The Bank’s reaction, to resort to a simpler DSGE model, was in my view the wrong choice. Instead it should have built a modern semi-structural model. The problem with DSGE models is that they don’t help forecasters very much, and are more difficult to revise to take into account new data and issues, as I explain in detail here. I cannot say why they made the wrong choice, but the view that a lot of academic macroeconomists hold that DSGE models are the only way to do structural modelling may have been decisive. My own view, shared by Olivier Blanchard, is rather different, as I explain here. In short, the Bank needs to build a new semi-structural model to replace its current DSGE model, and ensure it devotes sufficient resources to continuously updating and improving this model.


The second issue is about what interest rate assumptions the Bank should use in its forecast. At present it uses both constant interest rates and market expectations, but both of these are unsatisfactory. It is, to put it simply, just daft that the Bank doesn’t forecast the one variable it actually sets. It should follow best practice elsewhere, as I and others have long advocated. It is a shame Bernanke dodged making this a strong recommendation.


What Bernanke did recommend is ditching fan charts showing forecast uncertainty, and instead look at alternative scenarios to the main forecast. How useful this will be remains to be seen, but I think it points to a more fundamental problem. Chris Giles talks about the need to examine past forecast errors, but I think an equally big gap is the lack of Bank analysis of the impact of monetary policy itself.
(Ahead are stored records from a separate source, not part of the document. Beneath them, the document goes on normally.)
PR #200, opened 2026-01-27
[PLUGIN-1941] Set correct ssl factory when using OAUTH

psainics:
## Set correct ssl factory when using OAUTH

Jira : [PLUGIN-1941](https://cdap.atlassian.net/browse/PLUGIN-1941)

### Description

- adds correct ssl factory when using oauth

### Bug
HTTP Plugin does not skip SSL cert validation when using OAUTH

### Steps to recreate
1. Use any https endpoint with self signed SSL cert
2. Turn off SSL cert validation
3. Try to request with any auth (say basic auth) and then with OAUTH

OAuth will fail will cert errors

[PLUGIN-1941]: https://cdap.atlassian.net/browse/PLUGIN-1941?atlOrigin=eyJpIjoiNWRkNTljNzYxNjVmNDY3MDlhMDU5Y2ZhYzA5YTRkZjUiLCJwIjoiZ2l0aHViLWNvbS1KU1cifQ

### DIFF
--- a/src/main/java/io/cdap/plugin/http/common/http/OAuthUtil.java
+++ b/src/main/java/io/cdap/plugin/http/common/http/OAuthUtil.java
@@ -83,6 +83,13 @@ public class OAuthUtil {
         // get accessToken from service account
         return OAuthUtil.getAccessTokenByServiceAccount(config);
       case OAUTH2:
+        if (config instanceof BaseHttpSourceConfig) {
+          try (CloseableHttpClient client = HttpClients.custom()
+              .setSSLSocketFactory(new SSLConnectionSocketFactoryCreator((BaseHttpSourceConfig) config).create())
+              .build()) {
+            return getAccessToken(client, config);
+          }
+        }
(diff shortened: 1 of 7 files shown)


src/main/java/io/cdap/plugin/http/common/http/OAuthUtil.java
```diff
@@ -83,6 +83,13 @@ public static AccessToken getAccessToken(BaseHttpConfig config) throws IOExcepti
         // get accessToken from service account
         return OAuthUtil.getAccessTokenByServiceAccount(config);
       case OAUTH2:
+        if (config instanceof BaseHttpSourceConfig) {
```
itsankit-google, line 86: why only in source and not in sink?

psainics: There is no `SSL/TLS` config section in http sink

itsankit-google (approved):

If you look at the Bank of England’s website you will find plenty of interesting research papers, many of which look at a particular aspect of the ‘transmission mechanism’ between monetary policy instruments and key economic variables. A few, like this, examine the whole thing. However there is a world of difference between a piece of research using a particular estimation method or theoretical approach and a considered Bank view based on looking at the totality of evidence. It is the latter which is missing.


For example I started this post by suggesting that the Bank couldn’t have done much to prevent recent inflation without harming the economy, but this should be something the Bank itself should address by looking at what the impact of alternative past interest rate profiles might have been, and publishing the results. More generally, the Bank should publish and regularly update its own assessment of how changes in interest rates impact the economy over time. The Bank must do such analysis internally, so why not make this public? Having a core model that it could trust would of course make this much easier.